Entries taken from a collection
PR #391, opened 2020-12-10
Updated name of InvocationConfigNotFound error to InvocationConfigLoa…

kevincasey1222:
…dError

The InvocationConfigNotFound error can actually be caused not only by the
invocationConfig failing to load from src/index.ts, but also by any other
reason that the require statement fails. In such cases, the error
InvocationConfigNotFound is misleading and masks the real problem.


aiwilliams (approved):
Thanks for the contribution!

__Activity__.
Each entry is to be output exactly as it was written.

__Written solution__.
PR #391, opened 2020-12-10
Updated name of InvocationConfigNotFound error to InvocationConfigLoa…

kevincasey1222:
…dError

The InvocationConfigNotFound error can actually be caused not only by the
invocationConfig failing to load from src/index.ts, but also by any other
reason that the require statement fails. In such cases, the error
InvocationConfigNotFound is misleading and masks the real problem.


aiwilliams (approved):
Thanks for the contribution!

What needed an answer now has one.